Sono cresciuta in un orfanotrofio, insieme a centinaia di bambine. La sera, una per volta, noi bambine raccontavamo una storia, le nostre storie. Erano una specie di favole tristi. Non favole di mamme che conciliano il sonno, ma favole di figlie sfortunate, che il sonno lo toglievano.

Ci raccontavamo delle nostre madri: torturate, uccise, violentate. Ogni sera, prima di dormire, ci liberavamo tutte insieme di quelle parole di dolore.
Io amo le parole. Ho imparato, venendo da luoghi di guerra, a credere nelle parole e non ai fucili, per cercare di rendere il mondo un posto migliore. Anche e soprattutto per le donne. Ma poi ci sono i numeri.

E in Italia, in questo magnifico Paese che mi ha accolto, i numeri sono spietati: ogni 3 giorni viene uccisa una donna, 6 donne sono state uccise la scorsa settimana. E nell’85% dei casi, il carnefice non ha bisogno di bussare alla porta per un motivo molto semplice: ha le chiavi di casa. Ci sono le sue impronte sullo zerbino, l’ombra delle sue labbra sul bicchiere in cucina.

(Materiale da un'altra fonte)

PR #20675, opened 2024-07-09
fix(whiteboard): Increase wheel zoom speed

KDSBrowne:
### What does this PR do?
This PR increases the wheel zoom speed.


antobinary (approved):
LGTM

PR #20676, opened 2024-07-09
fix(whiteboard): Clean up undo / redo handlers

KDSBrowne:
### What does this PR do?
This PR cleans up the undo/redo event handlers.

### Motivation
There were duplicate handlers causing some inconsistencies intermittently.


antobinary (approved):
Works well!

PR #20677, opened 2024-07-09
fix(whiteboard): Increase duplicated shape distance from original

KDSBrowne:
### What does this PR do?
This PR increases the offset of the duplicated shape using Ctrl + d.

Pasting with Ctrl + v after copying with Ctrl + (c | x) will overlay on top of the existing shape instead of having it offset. This is the default behavior for tldraw.


antobinary (approved):
Works well!

PR #23816, opened 2025-08-29
[3.0] fix: inconsistent hook component remounting due to count-based keys

### LINKED ISSUE #23814: [Plugins] Inconsistent hook component remounting due to subscription count-based keys
**Describe the bug**
In the `PluginDataConsumptionManager` component, hook components are rendered using a key based on the hook name (or hook identifier for hooks with arguments) combined with the current subscription count (e.g., `key={${hookName}-${count}}`). This approach can lead to inconsistent component remounting in scenarios involving rapid or sequential subscribe/unsubscribe events.

When multiple subscribe/unsubscribe operations occur in sequence, the final subscription count may remain unchanged (e.g., subscribe → unsubscribe → subscribe, resulting in count = 1 again).
Since the key depends solely on the count, it doesn't change if the count reverts to the same value, preventing React from remounting the component. This causes the hook component not to dispatch the correct window event with fresh data to the plugins subscribed to it.

With that set:
  1. Join meeting
  2. If using 3.1, pin both plugins to the navigation sidebar
  3. Open the audio player panel
  4. Open questions panel
  5. See questions panel is empty due to current user hook returning undefined.

**Expected behavior**
Hook components should remount  and dispatch events with fresh data whenever there are subscription changes, even if the final count is the same.

**Actual behavior**
Components fail to remount when the subscription count cycles back to the same value, resulting in outdated or incorrect hook data on plugins.

**Screenshots**
Image

Arthurk12:
### What does this PR do?
In scenarios with sequential subscribe/unsubscribe events, the subscription count may revert to the same value, causing the React component key to remain unchanged and preventing remounting, which leads to stale data and rendering inconsistencies in hook components and by consequence in the hooks data provided to plugins. So this commit fixes this by:
- Adding a 'version' field to data consumption hooks
- Incrementing version on each subscribe/unsubscribe event, independent of count
- Updating component keys to include version, forcing remounting when needed

### Closes Issue(s)
Closes #23814

### DIFF
--- a/bigbluebutton-html5/imports/ui/components/plugins-engine/data-consumption/domain/shared/custom-query/types.ts
+++ b/bigbluebutton-html5/imports/ui/components/plugins-engine/data-consumption/domain/shared/custom-query/types.ts
@@ -2,6 +2,7 @@ import {
   CustomQueryArguments,
 } from 'bigbluebutton-html-plugin-sdk/dist/cjs/data-consumption/domain/shared/custom-query/types';
 import React from 'react';
+import { EssentialHookInformation } from '../types';
 
 /* eslint-disable @typescript-eslint/no-explicit-any */
 export interface QueryHookWithArgumentsContainerProps {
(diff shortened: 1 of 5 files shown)


Tainan404 (approved):
LGTM

PR #23824, opened 2025-09-02
feat (core): Enhance performance monitoring (traceLog, Prometheus metrics) and connection status handling

gustavotrott:
# Add a traceLog
This introduces a `traceLog` to monitor delays across BBB applications.
It works like a timestamp chain: when the presenter sends a message (mutation), each application that processes it appends its current time. By the end of the route, we can see exactly when the message passed through each component.

We use the existing `userSetConnectionAlive` message (sent every 10 seconds) for this. To avoid unnecessary load, only the presenter’s messages include the `traceLog`, serving as a sample for server performance analysis.

Example of `traceLog` progression:

|Application|traceLog|
|---|---|
|Client|traceLog@client\|2025-09-02T13:10:02.292Z|
|Gql-Middleware|traceLog@client\|2025-09-02T13:10:02.292Z@gqlmiddleware\|2025-09-02T13:10:02.299Z|
|Gql-Actions|traceLog@client\|2025-09-02T13:10:02.292Z@gqlmiddleware\|2025-09-02T13:10:02.299Z@gqlactions\|2025-09-02T13:10:02.301Z|
|Akka-apps|traceLog@client\|2025-09-02T13:10:02.292Z@gqlmiddleware\|2025-09-02T13:10:02.299Z@gqlactions\|2025-09-02T13:10:02.301Z@bbbapps\|2025-09-02T13:10:02.304020477Z|
|Postgres|traceLog@client\|2025-09-02T13:10:02.292Z@gqlmiddleware\|2025-09-02T13:10:02.299Z@gqlactions\|2025-09-02T13:10:02.301Z@bbbapps\|2025-09-02T13:10:02.304020477Z@pg\|2025-09-02T13:10:02.312794+00:00
|Gql-Middleware|traceLog@client\|2025-09-02T13:10:02.292Z@gqlmiddleware\|2025-09-02T13:10:02.299Z@gqlactions\|2025-09-02T13:10:02.301Z@bbbapps\|2025-09-02T13:10:02.304020477Z@pg\|2025-09-02T13:10:02.312794+00:00@gqlmiddleware\|2025-09-02T13:10:02.412Z|
|Client|traceLog@client\|2025-09-02T13:10:02.292Z@gqlmiddleware\|2025-09-02T13:10:02.299Z@gqlactions\|2025-09-02T13:10:02.301Z@bbbapps\|2025-09-02T13:10:02.304020477Z@pg\|2025-09-02T13:10:02.312794+00:00@gqlmiddleware\|2025-09-02T13:10:02.412Z@Client\|2025-09-02T13:10:02.692Z|

With these logs, the client can measure RTT (round-trip time) across applications and pinpoint where delays occur.

---

# Add Prometheus metrics
GraphQL-Middleware’s Prometheus metrics (`http://localhost:8378/metrics`) now include:

* Delay per application hop.
* End-to-end delay from client (first step) to middleware (final step before returning).

These provide valuable insights into server responsiveness, especially under load.

image

---

# Improve time sync with server
Previously, server time sync required a Graphql query. Now the `rtt-check` response includes the server’s epoch timestamp directly in a header:

```nginx
add_header X-Server-Epoch-Msec $msec;
```

This approach is lighter, faster, and more precise. The client also accounts for trip time when calculating latency, improving synchronization accuracy.

# Support connection status for multiple devices
Connection status was tracked per user, meaning issues on one device affected all of a user’s sessions. Now it is tracked by `sessionToken` and `clientSessionUUID`, so each device reports independently. This prevents false alerts across multiple devices or tabs.

---

# Useful logs

Client:
image
Client will log an error when the application RTT is higher than 2000. So it will send the log to the server and it will help to understand where was the delay.

Middleware (and all applications has similar INFO logs when it identify the traceLog message):
image

---

_PS: This PR is based on an older commit deliberately, to capture metrics before Graphql subscription improvements and allow comparison after._


gustavotrott:
A subsequent PR will be necessary to handle the possibility of more than one connection status per user.
For now it can duplicate users in the report which will be confusing for who is analyzing it.

Tainan404 (approved):
LGTM!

“Butterò questo mio enorme cuore tra le stelle un giorno
Giuro che lo farò
E oltre l’azzurro della tenda nell’azzurro io volerò
Quando la donna cannone
D’oro e d’argento diventerà
Senza passare dalla stazione
L’ultimo treno prenderà”.



Mia madre Zakia, che tutti chiamavano Nadia, ha preso il suo ultimo treno quando io avevo 5 anni. Si è suicidata, dandosi fuoco. Ma il dolore era una fiamma lenta che aveva cominciato a salire e ad annerirle i vestiti quando era solo un’adolescente. Il suo corpo era qualcosa di cui voleva liberarsi, era stato la sua tortura.
Perché mia madre Nadia fu stuprata e brutalizzata due volte: a 13 anni da un uomo e poi dal sistema che l’ha costretta al silenzio, che non le ha consentito di denunciare. Le ferite sanguinano di più quando non si è creduti. L’uomo che l’ha violentata per anni, il cui ricordo incancellabile era con lei, mentre le fiamme mangiavano il suo corpo, aveva le chiavi di casa.



“Sally ha patito troppo
Sally ha già visto che cosa
Ti può crollare addosso
Sally è già stata punita
Per ogni sua distrazione o debolezza
Per ogni candida carezza
Data per non sentire l’amarezza”



Quante volte siamo state Sally? Mentre Franca Rame veniva violentata il 9 marzo del 1973, cercò salvezza nella musica. “Devo stare calma. Devo stare calma. Mi attacco ai rumori della città, alle parole delle canzoni, devo stare calma”, recitava nel suo potente monologo “Lo stupro”, in cui ripercorreva quel fatto drammatico.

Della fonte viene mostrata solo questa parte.